Work order ->
From the entries that follow, pick out all lines holding "logic".

======== Dataset records

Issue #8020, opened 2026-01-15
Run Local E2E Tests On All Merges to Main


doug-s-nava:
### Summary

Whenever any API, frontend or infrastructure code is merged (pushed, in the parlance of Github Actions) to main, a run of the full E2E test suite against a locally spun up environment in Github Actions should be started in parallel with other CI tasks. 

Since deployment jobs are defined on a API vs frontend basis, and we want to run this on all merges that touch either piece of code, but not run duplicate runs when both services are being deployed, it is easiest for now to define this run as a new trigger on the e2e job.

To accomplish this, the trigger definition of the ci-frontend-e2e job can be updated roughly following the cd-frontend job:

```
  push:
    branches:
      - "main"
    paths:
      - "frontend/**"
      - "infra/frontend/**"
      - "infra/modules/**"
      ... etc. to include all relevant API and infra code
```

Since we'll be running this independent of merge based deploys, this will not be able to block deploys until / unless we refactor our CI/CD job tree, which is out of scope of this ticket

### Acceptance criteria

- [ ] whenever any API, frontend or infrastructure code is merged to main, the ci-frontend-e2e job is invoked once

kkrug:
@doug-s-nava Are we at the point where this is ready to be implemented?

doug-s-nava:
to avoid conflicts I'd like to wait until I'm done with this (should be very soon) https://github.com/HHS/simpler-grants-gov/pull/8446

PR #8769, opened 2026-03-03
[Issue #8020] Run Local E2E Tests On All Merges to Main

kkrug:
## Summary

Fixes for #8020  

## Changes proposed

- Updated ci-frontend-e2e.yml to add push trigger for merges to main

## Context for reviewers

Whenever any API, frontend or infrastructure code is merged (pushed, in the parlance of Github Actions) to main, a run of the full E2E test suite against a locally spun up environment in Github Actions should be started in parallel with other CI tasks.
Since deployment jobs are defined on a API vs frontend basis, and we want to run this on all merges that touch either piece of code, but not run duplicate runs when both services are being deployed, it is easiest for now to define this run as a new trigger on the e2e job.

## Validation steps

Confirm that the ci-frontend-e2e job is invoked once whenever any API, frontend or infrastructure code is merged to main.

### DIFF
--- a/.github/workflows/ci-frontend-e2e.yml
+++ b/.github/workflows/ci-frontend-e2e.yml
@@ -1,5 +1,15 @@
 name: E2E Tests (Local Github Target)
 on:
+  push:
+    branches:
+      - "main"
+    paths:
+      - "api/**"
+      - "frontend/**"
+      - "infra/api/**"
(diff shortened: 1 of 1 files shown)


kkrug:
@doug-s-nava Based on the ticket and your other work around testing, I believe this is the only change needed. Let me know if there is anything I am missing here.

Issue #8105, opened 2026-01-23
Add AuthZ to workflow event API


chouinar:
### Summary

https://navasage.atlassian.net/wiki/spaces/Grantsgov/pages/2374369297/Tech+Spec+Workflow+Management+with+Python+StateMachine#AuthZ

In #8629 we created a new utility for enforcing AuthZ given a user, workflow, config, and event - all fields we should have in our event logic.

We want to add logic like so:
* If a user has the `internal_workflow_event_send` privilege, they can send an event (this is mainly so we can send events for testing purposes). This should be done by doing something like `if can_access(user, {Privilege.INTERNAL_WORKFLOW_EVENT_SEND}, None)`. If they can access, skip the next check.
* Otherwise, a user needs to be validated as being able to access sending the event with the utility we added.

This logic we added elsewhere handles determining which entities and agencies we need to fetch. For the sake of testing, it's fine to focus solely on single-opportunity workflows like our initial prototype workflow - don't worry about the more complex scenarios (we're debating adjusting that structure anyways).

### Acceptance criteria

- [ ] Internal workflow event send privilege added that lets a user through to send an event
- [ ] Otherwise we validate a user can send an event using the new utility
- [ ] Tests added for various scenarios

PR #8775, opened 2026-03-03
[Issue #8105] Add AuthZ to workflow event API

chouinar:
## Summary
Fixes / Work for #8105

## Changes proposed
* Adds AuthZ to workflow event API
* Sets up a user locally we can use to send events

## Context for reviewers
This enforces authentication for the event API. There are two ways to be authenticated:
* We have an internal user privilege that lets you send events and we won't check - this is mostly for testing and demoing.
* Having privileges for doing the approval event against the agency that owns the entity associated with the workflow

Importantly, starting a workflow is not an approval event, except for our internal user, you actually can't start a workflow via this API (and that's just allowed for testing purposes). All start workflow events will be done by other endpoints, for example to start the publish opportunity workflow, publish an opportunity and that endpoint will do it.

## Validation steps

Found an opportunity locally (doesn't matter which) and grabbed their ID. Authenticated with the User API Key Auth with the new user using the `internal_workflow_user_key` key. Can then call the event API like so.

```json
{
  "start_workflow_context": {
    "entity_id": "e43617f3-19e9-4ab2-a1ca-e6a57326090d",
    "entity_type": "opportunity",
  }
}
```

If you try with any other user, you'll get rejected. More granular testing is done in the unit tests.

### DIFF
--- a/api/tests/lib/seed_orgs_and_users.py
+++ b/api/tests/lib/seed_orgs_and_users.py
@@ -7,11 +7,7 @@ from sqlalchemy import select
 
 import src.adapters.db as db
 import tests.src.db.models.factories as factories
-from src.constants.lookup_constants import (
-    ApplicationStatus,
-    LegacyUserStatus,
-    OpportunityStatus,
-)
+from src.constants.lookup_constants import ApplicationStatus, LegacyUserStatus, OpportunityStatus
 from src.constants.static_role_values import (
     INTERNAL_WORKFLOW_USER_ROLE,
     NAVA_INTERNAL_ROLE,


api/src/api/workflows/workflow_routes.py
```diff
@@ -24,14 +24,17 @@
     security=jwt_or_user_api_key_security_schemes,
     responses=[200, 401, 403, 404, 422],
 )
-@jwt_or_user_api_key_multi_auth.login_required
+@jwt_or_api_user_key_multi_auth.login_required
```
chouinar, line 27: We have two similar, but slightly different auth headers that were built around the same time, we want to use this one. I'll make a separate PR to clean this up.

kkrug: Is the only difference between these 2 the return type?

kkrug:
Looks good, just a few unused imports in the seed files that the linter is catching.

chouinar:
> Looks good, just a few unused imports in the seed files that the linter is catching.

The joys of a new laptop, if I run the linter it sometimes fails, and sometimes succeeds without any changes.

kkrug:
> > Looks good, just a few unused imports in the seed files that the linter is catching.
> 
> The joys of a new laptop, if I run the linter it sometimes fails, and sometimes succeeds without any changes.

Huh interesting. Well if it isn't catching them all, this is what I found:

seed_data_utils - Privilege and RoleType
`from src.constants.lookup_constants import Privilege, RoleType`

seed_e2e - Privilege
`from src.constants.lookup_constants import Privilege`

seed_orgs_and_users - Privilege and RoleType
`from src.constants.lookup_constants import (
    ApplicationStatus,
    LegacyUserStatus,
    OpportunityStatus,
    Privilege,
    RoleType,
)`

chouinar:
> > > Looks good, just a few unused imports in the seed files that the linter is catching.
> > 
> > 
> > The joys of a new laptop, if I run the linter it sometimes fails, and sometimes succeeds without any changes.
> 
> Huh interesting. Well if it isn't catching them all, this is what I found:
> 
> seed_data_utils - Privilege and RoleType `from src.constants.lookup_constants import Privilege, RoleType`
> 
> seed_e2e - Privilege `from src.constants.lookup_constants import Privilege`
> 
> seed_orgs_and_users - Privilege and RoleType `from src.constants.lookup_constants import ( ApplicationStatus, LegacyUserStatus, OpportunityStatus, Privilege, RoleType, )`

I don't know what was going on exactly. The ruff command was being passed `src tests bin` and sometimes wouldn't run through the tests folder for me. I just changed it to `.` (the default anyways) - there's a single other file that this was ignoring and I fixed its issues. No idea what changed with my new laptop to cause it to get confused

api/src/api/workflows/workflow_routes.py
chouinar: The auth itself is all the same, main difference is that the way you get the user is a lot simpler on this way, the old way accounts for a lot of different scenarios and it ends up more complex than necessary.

================

Expected answer ->
In #8629 we created a new utility for enforcing AuthZ given a user, workflow, config, and event - all fields we should have in our event logic.
We want to add logic like so:
This logic we added elsewhere handles determining which entities and agencies we need to fetch. For the sake of testing, it's fine to focus solely on single-opportunity workflows like our initial prototype workflow - don't worry about the more complex scenarios (we're debating adjusting that structure anyways).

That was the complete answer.